An exact copy of all the data is the expected answer.
/---
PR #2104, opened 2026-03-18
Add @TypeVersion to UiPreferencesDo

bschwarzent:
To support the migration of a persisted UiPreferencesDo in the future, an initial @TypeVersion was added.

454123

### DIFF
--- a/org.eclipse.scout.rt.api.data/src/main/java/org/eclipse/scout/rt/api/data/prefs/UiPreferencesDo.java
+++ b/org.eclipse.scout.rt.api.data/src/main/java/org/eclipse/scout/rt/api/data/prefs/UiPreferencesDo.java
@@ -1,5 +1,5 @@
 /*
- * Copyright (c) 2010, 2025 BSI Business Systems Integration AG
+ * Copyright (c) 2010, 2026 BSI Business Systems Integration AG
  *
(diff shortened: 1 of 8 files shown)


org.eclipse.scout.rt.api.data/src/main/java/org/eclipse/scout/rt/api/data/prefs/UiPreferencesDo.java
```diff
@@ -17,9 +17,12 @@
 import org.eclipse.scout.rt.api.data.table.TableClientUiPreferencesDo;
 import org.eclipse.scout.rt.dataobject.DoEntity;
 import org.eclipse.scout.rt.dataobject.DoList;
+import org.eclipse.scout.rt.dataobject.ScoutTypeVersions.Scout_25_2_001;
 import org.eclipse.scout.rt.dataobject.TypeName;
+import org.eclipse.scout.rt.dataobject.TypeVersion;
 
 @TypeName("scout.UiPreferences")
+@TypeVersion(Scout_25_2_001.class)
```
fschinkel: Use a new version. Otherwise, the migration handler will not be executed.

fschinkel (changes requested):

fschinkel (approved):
\---
YOUR SOLUTION ::
PR #2104, opened 2026-03-18
Add @TypeVersion to UiPreferencesDo

bschwarzent:
To support the migration of a persisted UiPreferencesDo in the future, an initial @TypeVersion was added.

454123

### DIFF
--- a/org.eclipse.scout.rt.api.data/src/main/java/org/eclipse/scout/rt/api/data/prefs/UiPreferencesDo.java
+++ b/org.eclipse.scout.rt.api.data/src/main/java/org/eclipse/scout/rt/api/data/prefs/UiPreferencesDo.java
@@ -1,5 +1,5 @@
 /*
- * Copyright (c) 2010, 2025 BSI Business Systems Integration AG
+ * Copyright (c) 2010, 2026 BSI Business Systems Integration AG
  *
(diff shortened: 1 of 8 files shown)


org.eclipse.scout.rt.api.data/src/main/java/org/eclipse/scout/rt/api/data/prefs/UiPreferencesDo.java
```diff
@@ -17,9 +17,12 @@
 import org.eclipse.scout.rt.api.data.table.TableClientUiPreferencesDo;
 import org.eclipse.scout.rt.dataobject.DoEntity;
 import org.eclipse.scout.rt.dataobject.DoList;
+import org.eclipse.scout.rt.dataobject.ScoutTypeVersions.Scout_25_2_001;
 import org.eclipse.scout.rt.dataobject.TypeName;
+import org.eclipse.scout.rt.dataobject.TypeVersion;
 
 @TypeName("scout.UiPreferences")
+@TypeVersion(Scout_25_2_001.class)
```
fschinkel: Use a new version. Otherwise, the migration handler will not be executed.

fschinkel (changes requested):

fschinkel (approved):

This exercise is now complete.